## WHAT TO DO
For each line of the data below, copy it if it holds the word "understand".

## PROVIDED DATA
PR #2033, opened 2016-09-23
Glossary items, links, and general liquification

coreycaitlin:
Follow-up on issue #2010 

[CircleCI](https://circleci.com/gh/18F/doi-extractives-data/tree/content-fixes)

[:sunglasses: PREVIEW](https://federalist.18f.gov/preview/18F/doi-extractives-data/content-fixes/)

- Implements the awesome fix from #2010 for all spots where we pull in YAML front matter as markdown (we won't use it most places, but this way no one has to memorize when it's okay to use glossary links)
- Replaces all relative URLs in front matter with `{{ site.baseurl }}`
- Adds at least one glossary link

/cc @gemfarmer 🎉 🎈 💯

### DIFF
--- a/_includes/location/opt-in/state-disbursements.html
+++ b/_includes/location/opt-in/state-disbursements.html
@@ -7,7 +7,7 @@
   {% assign revenue_total = funds.Total.All[revenue_year] %}
 
 {% if page.state_disbursements %}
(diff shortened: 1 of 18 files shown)


gemfarmer:
🎉 🎈 💯 ‼️

PR #2040, opened 2016-09-28
Increased vertical spacing for home-page map unit

ericronne:


ericronne:
It'd be great to reduce the bottom padding so that it matches the top on desktop, but this is a job for another day. (And for greater HTML brains)

PR #4696, opened 2019-10-17
Revert "Update FY Revenue Data Set"

jennmalcolm:
Reverts ONRR/doi-extractives-data#4669

So that we can do a release with the blog post and other items but not the revenue updates.


jennmalcolm:
Closing this since we will likely release these numbers tomorrow.

PR #4714, opened 2019-10-21
Revert "Update Monthly Production and Revenue October 2019"

jennmalcolm:
Reverts ONRR/doi-extractives-data#4661

So that we can do a release with the blog post and other items but not the revenue updates.


jennmalcolm:
Never mind. Now it looking like we might release this all tomorrow.

PR #4728, opened 2019-10-21
Add "Not tied to lease" category to homepage revenue graph

### LINKED ISSUE #3929: Consider adding "Not tied to a location" category to revenue homepage graph
We should consider whether we need to add a new category to the revenue home page graph so that we do not confuse people when the totals do not equal the totals on the filterable table or the downloads page.  For the revenues that are blank in the onshore/offshore category, should we use "not tied to a lease federal" or something similar to what we will use on the filterable table?

I made the decision to leave non-royalty, bonus or rent revenues out of the graph rather than stick them into one of the categories we have, but if we can add a category so that the total is accurate, I think that would be helpful. 

There doesn't seem to be a totals problem for the disbursements graph, but I'm not sure what methodology is used to break those numbers down fully when presumably the source data for those categories are also coming from the royalty reports. I guess we could explore whether a similar methodology would allow us to fully break down revenues into the given categories.

image

Alternatively, we have heard the suggestion that it might be nice to breakdown the revenues by revenue type. I'm not sure if we should go down this road since we would lose the consistency with the other graphs, but I'm open to others' opinions.

jlouis-onrr:
Fixes #3929

[preview](https://cg-06ab120d-836f-49a2-bc22-9dfb1585c3c6.app.cloud.gov/preview/onrr/doi-extractives-data/3929-ConsiderAddingNotTiedToALocation/)

- Adds "Not tied to a lease" data row to homepage Total Revenue Table
- Adjusts color range for each source

### DIFF
--- a/src/components/charts/ChartLegend_README.md
+++ b/src/components/charts/ChartLegend_README.md
@@ -12,7 +12,7 @@ The Chart Legend is legendary. Ryan and/or Shannon please add a description.
 
 ## How to use
 
-The legend can be used with any chart to display the values of each fo the data poitns with a calculated sum for the total. 
+The legend can be used with any chart to display the values of each of the data points with a calculated sum for the total. 
 
 ### Chart Data:
 This is an array of objects that will be used to populate the legend
--- a/src/components/layouts/charts/StackedBarChartLayout/StackedBarChartLayout.js
+++ b/src/components/layouts/charts/StackedBarChartLayout/StackedBarChartLayout.js
@@ -1,93 +1,119 @@
-import React from 'react'
-import PropTypes from 'prop-types'
-import MediaQuery from 'react-responsive'
+import React from "react";
+import PropTypes from "prop-types";
+import MediaQuery from "react-responsive";
 
-import styles from './StackedBarChartLayout.module.scss'
+import styles from "./StackedBarChartLayout.module.scss";
 
-import { ChartTitle } from '../../../charts/ChartTitle'
-import { StackedBarChart } from '../../../charts/StackedBarChart'
-import { ChartLegendStandard } from '../../../charts/ChartLegendStandard'
-import { Accordion } from '../../Accordion'
+import { ChartTitle } from "../../../charts/ChartTitle";
+import { StackedBarChart } from "../../../charts/StackedBarChart";
+import { ChartLegendStandard } from "../../../charts/ChartLegendStandard";
+import { Accordion } from "../../Accordion";
 
-import utils from '../../../../js/utils'
+import utils from "../../../../js/utils";
 
-const MAX_CHART_BAR_SIZE = 15
+const MAX_CHART_BAR_SIZE = 15;
 
 class StackedBarChartLayout extends React.Component {
   state = {
     dataSet: this.props.dataSet,
-    barHovered: this.props.barHovered,
+    barHovered: this.props.barHovered
+  };
+
+  componentWillReceiveProps(nextProps) {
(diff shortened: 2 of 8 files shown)


mcharg:
@jlouis-onrr This looks good. We should change the colors on Production and Disbursements, as well, so we're always using the same color for federal onshore, federal offshore, and Native American.

jlouis-onrr:
@mcharg great point, I think that was overlooked.  Ill update those as well.

brentryanjohnson:
I understand why we're adding this revenue line item to the table (so the revenue total is a "true" total), but I don't understand why we're adding it to the stacked charts. The value is so low relative to the others and the total, there's nothing to chart. There's no data to visualize (unless I'm missing something).

mcharg:
@brentryanjohnson It feels like we should have a color for everything that's in the table, so that if it does spike to a level that it does chart, we have a way to show it. 

@jlouis-onrr The hover colors also need to be updated to reflect the new shades.

jennmalcolm:
@mentastc @brentryanjohnson and @mcharg please review this PR ASAP to see if we can get it out with the release of the numbers, which will likely go tomorrow.

jlouis-onrr:
@mcharg it appears that currently the same colors are being used for the hover as the selected values, but the opacity drops a a couple of points from 1 down to .8, how would you like to see the hover event changed reflected?

federal onshore: #032435
federal offshore: #086996
native american: #79bbda
not tied to a lease: #c6e9ff

mcharg:
@jlouis-onrr The federal onshore looks like it's dropping to a lighter shade than the others, but if it's doing what it's supposed to do, it's fine.

jlouis-onrr:
@mentastc - reordering of the list would require rearranging the colors in order bottom to top or dark to lightest.  I think since the "not tied to a lease" is at the top and doesnt have enough value to add to the chart, I would think it could be confusing to the end user to place it somewhere other than the top or bottom.

Check out @brentryanjohnson previous comment:
> I wonder if we might cause confusion by showing in the legend a value that isn't charted, and likely won't be because of the context. It's just 0.02% of the total, and I suspect that line item's relative share of revenue is unlikely to be significant enough to merit visualizing at that scale very often.
> 
> I approve merging, but I'd like to get user feedback about this at some point (compared to listing the line item and value in the table with no corresponding legend swatch, or another solution).

brentryanjohnson:
I showed this to a few ONRR folks today, and they weren't sure at first whether the light blue on the stacked chart was the Native American value or the "not tied to a lease" value, somewhat confirming my concerns. 

It's not a formal setting or representative sample, but it was clear from the limited testing that showing an item in the legend without a corresponding charted value caused some initial confusion.

jennmalcolm:
Could we just take the swatch off of that one but keep the number in the table?

mcharg:
And if we put it last it'll be grouped with the other federal items.

jennmalcolm:
@jlouis-onrr what do you think about taking off the swatch and moving the Federal- not tied to a lease line down to the bottom? @mcharg I don't think the not tied to lease numberwill likely ever get high enough to appear on the chart.

jlouis-onrr:
I think moving to the bottom could work, but more importantly the lack of a swatch or no color on the chart makes it confusing to the end user.  Maybe an asterisk or tool tip that could explain to the end user that the line item doesn't have enough data to show on chart, but is still part of the data-set could be helpful?

jennmalcolm:
I will go ahead and merge since we want the totals to match when we highlight the FY 19 data. I will create another issue to address potential confusion about having a swatch for something that will never be visible on the graph.

PR #4751, opened 2019-10-25
Fy disbursements again

jennmalcolm:
[:sunglasses: PREVIEW](https://federalist-proxy.app.cloud.gov/preview/onrr/doi-extractives-data/FY-disbursements-again/)

- replaced xlss FY disbursements file - only copied and pasted 2019 into old file
- changed file size
-
This seems to be only a partial solution as the homepage bar chart and state pages did not update to 2019, but the explore data page did update and the file goes through 2019. @lpgoldstein and @mentasti, please check the data in the explore data disbursments chart and the file in case this is the best we can do this morning. 

Disbursements Fiscal Year (disbursements)

- [x]  Explore data: by recipient table

- [x]  Download: xls updated with correct dates and file size"


jennmalcolm:
@mentastc and formatting changes you made to the 2003-2018 data won't be in here since I only added 2019 to the file.

PR #4774, opened 2019-10-31
Refactors state page intros

### LINKED ISSUE #3277: Restructure state summary content

brentryanjohnson:
Fixes #3277

[🐌 PREVIEW](https://federalist-proxy.app.cloud.gov/preview/onrr/doi-extractives-data/state-intro-again/explore/PA)

- Refactors state page intros (again)

### DIFF
--- a/src/components/locations/SectionOverview.js
+++ b/src/components/locations/SectionOverview.js
@@ -11,13 +11,50 @@ import FederalLandOwnershipLegend from '../maps/FederalLandOwnershipLegend'
 import FederalLandOwnershipSvg from '../maps/FederalLandOwnershipSvg'
 import utils from '../../js/utils'
 import styles from './SectionOverview.module.scss'
+import GlossaryTerm from '../utils/glossary-term.js'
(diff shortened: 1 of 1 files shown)


brentryanjohnson:
The file still contains the faulty query. I might just need to rewrite the code.

PR #4797, opened 2019-11-13
Refactors state-page summaries

brentryanjohnson:
[🐢 PREVIEW](https://federalist-proxy.app.cloud.gov/preview/onrr/doi-extractives-data/state-intro-again/explore/PA)

- Refactors state page intro summary to remove deprecated GDP data and replace with state summary of production, revenue, and disbursements

### DIFF
--- a/gatsby-node.js
+++ b/gatsby-node.js
@@ -404,6 +404,7 @@ const createStatePages = (createPage, graphql) => {
             }
           }
         }
+
       }`
 	      ).then(result => {
 	        if (result.errors) {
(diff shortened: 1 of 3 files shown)


mcharg:
It feels kind of weird that production and revenue are 2018 and disbursements are 2019.  Do we need to better explain how production in 2018 results in disbursements in 2019?
image

brentryanjohnson:
I know that's a bit awkward, @mcharg, but we'll have a similar issue with the data in detail, since we get it at different times. I'm not sure the best way to handle it...the purpose isn't to try create a relationship for a single year, but rather a relationship between the different phases (production leads to revenue, revenue leads to disbursements). We should discuss more and iterate.

jennmalcolm:
Since disbursements are only in fiscal year and the other two are in calendar year, that does create a problem when trying to tie them together. We will have CY 2019 disbursements soon (January), so we could use those in the intro, but then those wouldn't be tied to the disbursements section on the page. Also, we'll be changing the explore data relatively soon, so it's probably not worth much more effort on this for now.

PR #4805, opened 2019-11-15
"Fixes" double production units on homepage tab

### LINKED ISSUE #4733: Fix duplicate units on production
We have duplicate units on production values on the homepage.

Units for production with duplicate labels, bbl, bbl, mcf, mcf, tons, tons

brentryanjohnson:
Fixes #4733

[:sunglasses: PREVIEW](https://federalist-proxy.app.cloud.gov/preview/onrr/doi-extractives-data/double-vision-units/)

- Fixes duplicate production units

### DIFF
--- a/src/components/layouts/charts/StackedBarChartLayout/StackedBarChartLayout.js
+++ b/src/components/layouts/charts/StackedBarChartLayout/StackedBarChartLayout.js
@@ -106,14 +106,11 @@ class StackedBarChartLayout extends React.Component {
       longUnits,
       xAxisLabels
     } = this.state.dataSet;
-    let titleUnits = "";
-    if (showUnits) {
-      titleUnits = " (" + longUnits + ")";
-    }
+
     return (
       <div className={styles.root}>
         <ChartTitle>
-          {title} {titleUnits}
+          {title} {" (" + longUnits + ")"}
         </ChartTitle>
 
         {this.state.dataSet && (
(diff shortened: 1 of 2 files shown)


brentryanjohnson:
This is working for the Fiscal Year/Calendar Year switch, but not for the Yearly/Monthly switch. More to do...

brentryanjohnson:
This should be working now.

jennmalcolm:
Now the units are missing for the monthly charts. Was that the intention?

brentryanjohnson:
Definitely not, @jennmalcolm. They show up for me...I'll check to see if that's just cache.

Production values for oil, gas, and coal by month for a 10-year period with units showing

jennmalcolm:
Ok, Ithe duplicate issue does seem "fixed," but the units above the graphs are missing for monthly. Also, is there a reason that on the live site we spell "barrels" out for yearly graphs and use "bbl" for the monthly graphs. 
image

brentryanjohnson:
Ah, I see @jennmalcolm. I'll look into the missing top labels.

There are two forms for the units, referred to in the code as `longUnits` and `shortUnits`. I'll see if I can work the long units into the top label.

brentryanjohnson:
Okay, @jennmalcolm, I think I've fixed the missing title unit. I'm not sure why it shows long units on one view, and short units on the other, so I can look into that more. Also, I'm not sure that we need the units in three places on this chart, so the title units can probably be omitted (thoughts?).

jennmalcolm:
Yes, the missing units are back now. I don't think it's necessary to have the units in three places, the units with the max dotted line are also inconsistent on the oil graph (barrels with annual and bbl with monthly) I prefer using barrels here for people who may not know the bbl abbreviation. I wonder if it would also make sense to spell out "thousand cubic feet" on the gas line?

lpgoldstein:
@jennmalcolm @brentryanjohnson I think it would make sense to spell out the units as well. Someone recently brought up that she/he didn't understand mcf. I think it was in a user interview.

PR #4809, opened 2019-11-18
fixed sparkline for revenues, #4489

### LINKED ISSUE #4489: Define what data the revenue trend line should use
It's currently using a mix of FY and monthly data.  We should decide whether we want it to use either all FY or all monthly.

master12:
Fixes #4489

[:sunglasses: PREVIEW](https://cg-06ab120d-836f-49a2-bc22-9dfb1585c3c6.app.cloud.gov/preview/onrr/doi-extractives-data/4489-revenue-trend-line-fix/)

- Changed the trend line to be the previous 10 years unless the current year is complete
-
-

### DIFF
--- a/plugins/custom-excel-transformer/data-transformers/revenues-transformer.js
+++ b/plugins/custom-excel-transformer/data-transformers/revenues-transformer.js
@@ -93,7 +93,7 @@ const createRevenueNode = (revenueData, type) => {
   let year = revenueNode.CalendarYear || revenueNode.FiscalYear
   let month = (revenueNode.Month) ? getMonthFromString(revenueNode.Month) : 0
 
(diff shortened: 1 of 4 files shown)


jennmalcolm:
This still has 2020. Shouldn’t it end with 2019?

master12:
This is what I see locally. Will try again:
image

master12:
Ok I think I found the issue. Since the date was set to the first of the month at midnight, on the server which is a different time zone from my laptop, it was sending back Sept 30th vs Oct 1 so that was the issue. I changed the date to use the 15th of the month since we don't care about the day and this should resolve the issue.

master12:
@jennmalcolm Ok this looks good now.

PR #4818, opened 2019-11-21
Adds explanation for missing 2006 HPF disbursement

### LINKED ISSUE #4779: Historic Preservation Fund Disbursement missing in 2006
The excel download has a dash for 2006 for the Hisitoric Preservation Fund, and it shows up as zero in the explore data page and the query tool. I'm not sure if this has been verified that there was no disbursement or if this data is missing?

image
image

brentryanjohnson:
Fixes #4779

[💸 PREVIEW](https://federalist-proxy.app.cloud.gov/preview/onrr/doi-extractives-data/hpf-2006/explore/#federal-disbursements)

- Adds explanation for 2006 HPF to `yaml` file


brentryanjohnson:
FYI @master12 and @jennmalcolm, I had to remove the Historic Preservation Fund row for 2006 in the spreadsheet for this to work, presumably because the cell wasn't empty (it had a `-`). We might want to make the query more resilient, if trivial to do so, if we can't get more consistent data files based on more consisted data practices.

The only other year in which we're using this explanation text is 2016, and in that case the row was absent in the data file.

lpgoldstein:
@brentryanjohnson Thanks for taking care of that. It looks good to me.

PR #4848, opened 2019-12-05
NPM package update (for the brave)

brentryanjohnson:
[:sunglasses: PREVIEW](https://federalist-proxy.app.cloud.gov/preview/onrr/doi-extractives-data/npm-update-maybe/)

- No content or date changes here
- I had issues with my local dev builds, so I dumped my mods, ran `npm install`, ran `npm audit fix`, and here we are.


mojobnichols:
I pulled and compiled successfully.   This mainly updates a number of the libraries that we use.   I believe your environment was just a too old version of react (or other library or node).   I don't see anything wrong with this update though and keeping used libriaries up to date is good.  Also I noted that the LTS (Long term support for node is now 12.2 not 10.16.  We run node 10.16 in circleci config this could be change to reflect that although I'm not sure it matters that much since the builds always fail here.   That said if federalist is using 10.16 then perhaps this is a good time to make federalist update its node version as well.

PR #4860, opened 2019-12-10
[WIP] Reclamation Fund, how it works

### LINKED ISSUE #4852: Write how-it-works content for Reclamation Fund
Our colleague pointed out that we lack supporting content for the Reclamation Fund, while we do have supporting content for other disbursement funds, including LWCF and HPF. We should consider developing content for the Reclamation Fund...it's a content gap.

brentryanjohnson:
Fixes #4852

[✍️ PREVIEW](https://federalist-proxy.app.cloud.gov/preview/onrr/doi-extractives-data/hiw-reclamation-fund/how-it-works/reclamation-fund/)

- Adds how-it-works content for Reclamation Fund
- Adds link and summary to how-it-works landing page

### DIFF
--- a/src/markdown/how-it-works/default.md
+++ b/src/markdown/how-it-works/default.md
@@ -150,6 +150,11 @@ redirect_from: /how-it-works/production/
             <p><custom-link to="/how-it-works/historic-preservation-fund">Learn about the Historic Preservation Fund</custom-link></p>
           </div>
           <div>
+            <h4 class="h3 landing-heading"><custom-link to="/how-it-works/reclamation-fund">Reclamation Fund</custom-link></h4>
+            <p>The Reclamation Fund receives 40% of revenue from onshore natural resource extraction. The fund supports the construction, operation, and maintenance of irrigation and hydropower projects overseen by the U.S. Bureau of Reclamation.</p>
+            <p><custom-link to="/how-it-works/historic-preservation-fund">Learn about the Reclamation Fund</custom-link></p>
+          </div>
+          <div>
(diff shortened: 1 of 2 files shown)


brentryanjohnson:
@Maroyafaied Feel free to copy this into a Word document and edit.

brentryanjohnson:
There are some specific data points in this content. I attempted to avoid them, so we could avoid the accompanying maintenance, but I found it necessary to use some data points to convey the discrepancy between revenue and appropriations, along with the balance.

If anyone has ideas about how to convey the disposition of the balance and incoming/outgoing funds _without_ curating individual data points, I welcome them!

brentryanjohnson:
☝️ The reading grade level was just over our goal at 11th grade, so I made a few gentle edits to bring it down to 10.

jennmalcolm:
Should we include bonuses and rentals in this part? 

image

Also, the original section 35 of the act specifies 52.5% to Reclamation fund (unless I'm not getting something), and it really seems to be the 1976 amendment (sec 317/page 110) that specifies 40%. Should we change the reference to section 317?

image

jennmalcolm:
Do we need the last two since they are also within the text? 
image

brentryanjohnson:
> Should we include bonuses and rentals in this part?
> 
> image
> 
> Also, the original section 35 of the act specifies 52.5% to Reclamation fund (unless I'm not getting something), and it really seems to be the 1976 amendment (sec 317/page 110) that specifies 40%. Should we change the reference to section 317?
> 
> image

I included section 35 because it appears to be where Alaska is exempted. The parenthetical is meant to reference "except in Alaska," not the revenue amount. But I can take it out if it's more confusing than helpful.

jennmalcolm:
@brentryanjohnson should we include that law in the end reference section then?

PR #119, opened 2019-10-29
add default snapshot to project config

jamiebrynes7:
> Duped from #118 such that CI can run 

This fixes the following bug when running `cargo spatial local launch`

```
Encountered an error during command execution.                                 Snapshot file is not set. Please provide a snapshot file using either t
he --snapshot flag or the 'defaultSnapshotUploadFilepath' field under 'snapshot' in the project configuration file
```

Could be that there's an alternative approach, but this felt easy enough.

### DIFF
--- a/.github/workflows/premerge.yml
+++ b/.github/workflows/premerge.yml
@@ -44,11 +44,13 @@ jobs:
 
       - name: Generate project-example code
         run: pushd project-example && cargo spatial --verbose codegen && popd
+        shell: bash
         env:
           SPATIAL_LIB_DIR: "../dependencies"
 
       - name: Generate test-suite code
         run: pushd test-suite && cargo spatial --verbose codegen && popd
+        shell: bash
         env:
           SPATIAL_LIB_DIR: "../dependencies"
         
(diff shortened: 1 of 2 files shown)


jamiebrynes7:
Huh. Turns out the default shell changed for Windows machines since the last PR went through 😰 

Check on #114: 

```
Run pushd project-example && cargo spatial --verbose codegen && popd
  pushd project-example && cargo spatial --verbose codegen && popd
  shell: C:\windows\system32\cmd.exe /D /E:ON /V:OFF /S /C "CALL "{0}""
  env:
    SPATIAL_LIB_DIR: ../dependencies
```

Check on this one: 

```
Run pushd project-example && cargo spatial --verbose codegen && popd
  pushd project-example && cargo spatial --verbose codegen && popd
  shell: C:\Program Files\PowerShell\6\pwsh.EXE -command ". '{0}'"
  env:
    SPATIAL_LIB_DIR: ../dependencies
```

Should be a simple fix though - I'll get that done and merged later today @johnpmayer 😄

Issue #121, opened 2019-10-31
Schema serialization rewrite and migration


randomPoison:
After a couple of fruitful-but-failed attempts at rewriting the schema serialization logic (#89, #101), I've now got a better idea of how to improve the serialization system. At this point, the problem is figuring out how to migrate to the improved system without having to do a single, massive PR. The goal of this ticket is to lay out a plan for that migration, and to act as a tracker for the progress.

The previous pass at rewriting the serialization system is archived in a [fork of the repository](https://github.com/randomPoison/spatialos-sdk-rs/tree/serialization-rewrite).

[Progress is also tracked in a project](https://github.com/jamiebrynes7/spatialos-sdk-rs/projects/5).

## Rationale

There are a number of problems that I am attempting to solve with this rewrite:

* **Safety issues with schema data objects**. The way that the schema data objects are exposed is wildly unsafe. It does not enforce the required ownership for data, exposing soundness holes in safe Rust code.
* **Better encode schema serialization rules** using Rust's type system. The current setup doesn't do a good job statically enforcing that schema types match the semantics of the schema language.
* **Provide a more idiomatic API**. If possible, we should more closely mirror how [serde](https://serde.rs/) handles serialization.

## Migration Steps

The goal is to break this work up into smaller steps that can each be merged in one at a time in the hopes of making the migration work more manageable.

* [x] Restructure module hierarchy. This is an easy first step and will help make future refactorings less messy. (#122)
  * [x] Move `schema` out of `internal`.
  * [x] Move schema primitive types into submodule of `schema`.
  * [x] Move schema object types into separate submodules of `schema`.
* [x] Remove `SchemaFieldContainer`. The current setup is incompatible with the safety fixes, so getting this done will help keep the later changes smaller. (#124)
* [x] Address schema object safety issues. This is relatively self-contained work, and can be done without changing how serialization itself is handled.
  * [x] `SchemaObject` (#127)
  * [x] `SchemaComponentData` (#128)
  * [x] `SchemaComponentUpdate` (#129)
  * [x] `SchemaCommandRequest` (#129)
  * [x] `SchemaCommandResponse` (#129)
* [x] Rework schema serialization setup.
  * [x] Compare the current setup to the ideal setup.
  * [x] Determine more granular migration steps.
[...]

PR #127, opened 2019-11-11
Fix soundness holes in SchemaObject

randomPoison:
> Part of #121 

This is the first of the schema data object soundness fixes. It follows the pattern described in #101 to make the schema data types sound. In summary:

* Make `SchemaObject` an opaque type that is never actually instantiated.
* Cast and dereference a `*mut Schema_Object` to either a `&SchemaObject` or a `&mut SchemaObject`, depending on what is valid for the context.
* Internally within the SDK, convert a `&SchemaObject` or `&mut SchemaObject` back to a `*mut Schema_Object` to pass into the C API.

This provides an idiomatic Rust API that allows us to correctly track lifetimes and enforce mutability constraints.

---

For the most part, this required very little change to the internals of the SDK or public API, and no changes to code generation. We were already passing `&SchemaObject` to any functions, so the only public facing changes were to change functions that returned a `SchemaObject` to instead return either a `&SchemaObject` or `&mut SchemaObject`.

Internally, the only changes were to how we construct `SchemaObject` instances and how we access the raw pointer from them.

Should be fairly straightforward overall :grin:

### DIFF
--- a/spatialos-sdk/Cargo.toml
+++ b/spatialos-sdk/Cargo.toml
@@ -13,6 +13,7 @@ spatialos-sdk-sys = { path = "../spatialos-sdk-sys"}
 futures = "0.1"
 inventory = "0.1"
 lazy_static = "1.3"
+static_assertions = "1.1.0"
 
 [dev-dependencies]
 structopt = "0.3"
--- a/spatialos-sdk/Cargo.toml
+++ b/spatialos-sdk/Cargo.toml
@@ -13,8 +13,8 @@ spatialos-sdk-sys = { path = "../spatialos-sdk-sys"}
 futures = "0.1"
 inventory = "0.1"
 lazy_static = "1.3"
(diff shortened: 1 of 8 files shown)


spatialos-sdk/Cargo.toml
```diff
@@ -13,6 +13,7 @@ spatialos-sdk-sys = { path = "../spatialos-sdk-sys"}
 futures = "0.1"
 inventory = "0.1"
 lazy_static = "1.3"
+static_assertions = "1.1.0"
```
jamiebrynes7: Personally prefer marking this as `dev-dependency` and wrapping the assertions with `#[cfg(test)]` so as to eliminate a dependency for an end user.

Since we run `cargo test` in CI, we will always check these assertions as a pre-merge check

randomPoison: Ah, good idea! 😁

## ANSWER FOR THIS EXERCISE
I understand why we're adding this revenue line item to the table (so the revenue total is a "true" total), but I don't understand why we're adding it to the stacked charts. The value is so low relative to the others and the total, there's nothing to chart. There's no data to visualize (unless I'm missing something).
@jennmalcolm @brentryanjohnson I think it would make sense to spell out the units as well. Someone recently brought up that she/he didn't understand mcf. I think it was in a user interview.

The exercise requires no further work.